Kısaca konudan bahsetmek gerekirse... Olaylar, kahramanımızın kuzeyinde
buzullarla kaplı tepelere sahip Nordmar, güneyinde ise tozlu Varant bulunan
Myrtana’ya varmasıyla başlıyor. Kahramanımız, neredeyse Gothic II’den hemen
sonra, direkt olarak buraya gelmiştir. Bir kaç tanıdık karakterle buluştuktan
sonra, Myrtana’nın içinde bulunduğu durum hakkında bilgi ediniyoruz; görünüşe
bakılırsa Orc’lar bölgeyi ele geçirerek, şehirleri köle kamplarına çevirmişler.
Bir kahraman olarak da, bu durumu ortadan kaldırmak tabi ki bize düşüyor.
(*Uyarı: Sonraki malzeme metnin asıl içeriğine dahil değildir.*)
Issue #4473, opened 2024-09-19
handle soroban loadgen modes misconfiguration gracefully


marta-lokhova:
Looks like core crashes if a soroban invoke is triggered on the node that didn't do invoke setup before. We should probably gracefully handle such a misconfiguration and propagate a useful error message back to the user instead of crashing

İsimsiz kahramanımızla oyuna başladığımızda, hiç bir konuda eğitiminiz
bulunmamakta, neredeyse anadan doğma bir şahsiyetsiniz. Etrafta kendinizi
geliştirebilmenizi sağlayacak çok sayıda mekan, araç ve bunlara benzer objeler
bulunmaka; büyücülük okulları, çok sayıda değişik silah ve görevler... Her
RPG’de olduğu gibi deneyim kazanıyor ve level atlıyorsunuz. Ama Gothic’de her
level atlayışınızda, hangi özelliğinizi geliştirmek istiyorsanız o çalıştırıcıyı
bulup ondan öğrenmelisiniz.
Oyuna biraz daldıktan sonra, Gothic III ile birlikte gözle görünür yeniliklerin
geldiğini fark edeceksiniz. İlk iki bölümde büyük sorun yaratan kötü tasarlanmış
ve düzenlenmiş olan günlük sistemi yenilenmiş durumda. Artık aldığınız görevler
günlüğünüze daha anlaşılır ve düzenli bir şekilde yazılıyor. Eskiye göre görev
çeşitlerinde de gelişmeler var. Artık fazla mekanı ziyaret edip uzun yolculuklar
yapmanızı gerektiren görevlerden az sayıda alıyorsunuz. Uzun görevler yerlerini,
daha kısa sürede bitirilen ve yerel alanla sınırlı görevlere bırakmış durumda.
Görev konusunda oyunun biraz vasat ve yaratıcılıktan uzak olduğunu
söyleyebilirim. Olaylar belirli sayıda yaratığı öldürmekten ya da belirli bir
objeyi geri getirmekten öteye gidememekte. Neyse ki kısa süreli görevler sizi
oyundan çok fazla koparmadan sonuca ulaşmanızı sağlayarak hikaye örgüsünde
ilerlemenize yardımcı oluyor.
Kamp tarzındaki bölgelere ayrılmış olan alanların hepsi birer güçlü lider
tarafından yönetilmekte. Eğer kampta aldığınız görevlerin çoğunu yerine
getirerek kampta yaşayanların güvenini kazanırsanız, liderlerin dikkatini
çekiyor ve sonunda düşman kampı ortadan kaldır gibilerinden görevler
alıyorsunuz. Genel olarak konuşmak gerekirse, Gothic’in içinde bulunduğu dünya
oldukça büyük ve oyun ciddi anlamda uzun. Eğer nereye gittiğinize dikkat etmeden
ilerlerseniz, çok kolay bir şekilde kaybolabilirsiniz. Ayrıca insanların
yaşadığı yerlerden çok uzaklaşırsanız, yaratıklar ortaya çıkmaya ve onların
pusularıyla uğraşmaya başlıyorsunuz.